Your instructions
Present exactly, and only, the lines running from the line that contains "What would it" through the end of the entries below.

Material to process
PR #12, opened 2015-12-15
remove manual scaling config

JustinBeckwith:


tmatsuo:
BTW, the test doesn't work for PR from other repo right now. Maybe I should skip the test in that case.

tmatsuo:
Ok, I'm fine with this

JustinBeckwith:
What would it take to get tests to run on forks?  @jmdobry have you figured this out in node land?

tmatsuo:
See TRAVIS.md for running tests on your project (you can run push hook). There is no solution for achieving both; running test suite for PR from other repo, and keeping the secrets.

Reply
What would it take to get tests to run on forks?  @jmdobry have you figured this out in node land?

tmatsuo:
See TRAVIS.md for running tests on your project (you can run push hook). There is no solution for achieving both; running test suite for PR from other repo, and keeping the secrets.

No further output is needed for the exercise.